Grief is like that. It’s sneaky and cruel, in a way.

If I scratch the surface, though, I probably only label it as cruel because the intensity of that missing, the sudden, excruciating awareness of that void, can knock the breath out of us – especially when we don’t see it coming. And that’s sort of how it is after they’ve been gone a while.

And so it was this morning as I lay in bed, swimming to the surface of consciousness, remembering who and where and when I am, that I yearned to hold my puppy Sheila again. I remembered with acute clarity laying in bed with her years ago, stroking the white streak that ran down her nose and always reminded me of a feather, telling her what a precious puppy she was.

The Fire Brigade (Tigger, Spartacus, Cletus) – Photo: L. Weikel

Something In the Air

About an hour or two later, I took a photo of Spartacus (her son), who was snoozing in front of the fireplace with two of his (feline) brothers, Cletus and Tigger.

I texted the photo to my youngest son without a word of context.
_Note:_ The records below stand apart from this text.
PR #154, opened 2022-05-24
fixed reserveProgress calculation

CiaccoDavide:
20220524_080956_firefox_uHgw5JhO9H

20220524_080621_firefox_GZ54qUZJUs

reserve progress width was wrong when the burnt edition weren't shown

solves #155


CiaccoDavide:
I also added `Frag_GenReserves` to `Qu_genTokenMarketplace`, so that now the reserves bar is shown also in the `marketplace/generative/[id]` page

ciphrd (approved):
LGTM

PR #158, opened 2022-05-26
style(project): ignore IDEA files from intellij idea

GemN:
A small change to .gitignore to avoid pushing IDE-related files from Intellij Idea to the repo (IDE that I use)


liamegan:
@ciphrd please review

PR #166, opened 2022-05-27
feat(user): add sub tabs to dashboard (sales, offers received, offers sent, activity)

### LINKED ISSUE #149: Create sub-tabs in the user dashboard
The PR should be done against the `feature/offers` branch.

- [x] Create a new tabulation component from the given design
- [x] Move the sales table user under sales tab and adjust its design to match with the new one (basically change the header color to black)
- [x] create 2 tabs, one of for `offers (sent)` and one for `offers (received)`, leave those tabs empty

Image

GemN:
fixes #149

- deeplinked tabs
- improved tabs component to accept key as active index
- add a new style to tabs component ("subtabs" feel free to rename)
- add scroll: false behavior for smooth navigation


ciphrd:
LGTM
I moved the dashboard as the last tab element as it makes more sense to showcase artist pieces through their profile URL

Issue #32, opened 2022-01-07
Fix sandbox service worker not working on firefox


ciphrd:
The sandbox uses a service worker to fake the response from browser network calls made within the sandbox iframe.
It works fine in chrome, but doesn't in firefox.

PR #173, opened 2022-05-30
Sandbox: Fix file fetch() security issue in serviceworker (#32)

L-A:
I've decided to dig into the reason why Firefox fails to retrieve URLs in the sandbox's iframe context (#32). This is the PR that fixes it 🎉 

Explanation:

The only immediate symptom is network requests failing with `NS_ERROR_MALFORMED_URI`, which remains pretty opaque when it happens for URLs like `/sandbox/somefile.js`. That points to the request or the response content being non-compliant in some way related to networking.

Starting from the source: the logic itself in `worker.js` is sound. In fact, the worker _sends_ a `Response` to the iframe, even in Firefox. What's happening is that this response then fails something like a CSP check, and is discarded.

So why? It turns out that the iframe context is under tighter content security than the service worker's. **It's possible for a request fired from the service worker to return a Response that is too permissive to be forwarded whole to an iframe**. In this situation, it must be rejected and the original request ends up failing.

That's what happens in Firefox. I suspect that, given enough time, other major browsers will adopt the same policy.

Fortunately, the solution is simple*: Instead of forwarding the `Fetch` request initiated from the service worker's context, we build a new `Response`, which will have a permission level that's compliant with the request it's responding to.

[**The Response `type` policy is explained here**](https://developer.mozilla.org/en-US/docs/Web/API/FetchEvent/respondWith). 

_* says me, who spent a couple of afternoons instrumenting everything until I figured out the precise cause_


ciphrd (approved):
LGTM !

Thanks **a lot** for investigating into this somehow haunted issue, and for finding the root cause 🎉 .  As you mentioned the Firefox error is not very explicit so thanks for digging.

PR #174, opened 2022-05-30
Fix MessageCenter wouldn't remove messages

### LINKED ISSUE #169: Notifications cannot be cleared by clicking the X
Clicking the `X` on a notification doesn't clear it

Image

### LINKED ISSUE #170: Notification container remains although notifications disappeared
When notifications are hidden, the container remains.

This is most likely related to #169 and it seems like the "hide" event is triggered (hiding the notifications with a slide) but the clear event doesn't work.

Image

maerzhase:
The fix was using the actual memoizedContext that would have the correct removeMessage handler. 

- fix #170
- fix #169


ciphrd (approved):
LGTM !

PR #175, opened 2022-05-30
Use EntityBadge on gentk page

### LINKED ISSUE #171: [mobile] Gentk page is not using the EntityBadge component
The Gentk page doesn't show the authors of a collab on the mobile header

Image

maerzhase:
- fix #171 

@ciphrd I had to add a `centered` prop to the `CollabBadge` which was necessary because the `UserBadges` on the gentk page have the `prependText="created by"` and therefore create a strange layout. Wasn't an issue before because other badges on other pages don't have the `prependText`.


src/components/User/CollabBadge.tsx
```diff
@@ -11,12 +11,14 @@ import { getUserName, isUserVerified } from "../../utils/user"
 
 interface Props extends IEntityBadgeProps {
   user: Collaboration
+  centered: boolean
```
ciphrd, line 14: I believe the centered prop should be optional, otherwise there will be compilation errors

ciphrd (changes requested):

src/components/User/CollabBadge.tsx
maerzhase: dang pushed the fix

ciphrd (approved):
LGTM!

PR #181, opened 2022-06-02
fix(user): moderation tooltip display correctly and doesnt destroy layout

### LINKED ISSUE #179: Tooltip in UserHeader clipped
The Tooltip in the UserHeader is currently clipping because of the overflow: hidden 

Screenshot 2022-06-01 at 17 43 17

@GemN this was introduced as a fix for mobile maybe we should only add this style on smaller breakpoints?

GemN:
fixes #179


maerzhase (approved):
finally! 👍 🐰

PR #189, opened 2022-06-09
feat: markdown parser with math, embed media widgets, custom elements

### LINKED ISSUE #182: Extended Github Flavored Markdown viewer
See #180 for general context.

This issue aims at building a renderer for the extended Github Flavored Markdown (eGFM) described in the following article: https://www.notion.so/fxhash/Article-content-spec-5fe1029e69b748b1beac36db3b3f20d7

We need a general GFM parser which turns the markdown into a node tree (we can probably reuse https://github.com/fxhash/fxhash-website/blob/3e61eb987af98fe44356b952d9b23bd063a291d9/src/services/LocalFiles.ts#L153 without the html parser).

We also need a parser which can identify the custom syntax proposed in the article, and turn it into a node.

Finally, a renderer to process the nodes using React components.

- [x] GFM parser
- [x] extended syntax parser
- [x] node tree renderer

The PR should be made against the `feature/markdown-editor-viewer` branch. We can use temp pages & test data to facilitate testing & iterating.

GemN:
fixes #182


ciphrd (approved):
LGTM, merging this to move forward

His response? “Wow, what babies. Miss that pup.”

Then a handful of seconds later: “Oh. Wow. I thought that was Sheila.”

Sheila was his pup. Or I should say, he was her boy.

For whatever reason, her memory, her essence, the loving energy that was our ‘Sheila Monster,’ was visiting both of us today. Pennsylvania, Massachusetts – it didn’t matter where we were. Her playful, protective, and utterly sweet-natured essence enveloped us both in the memory of her love.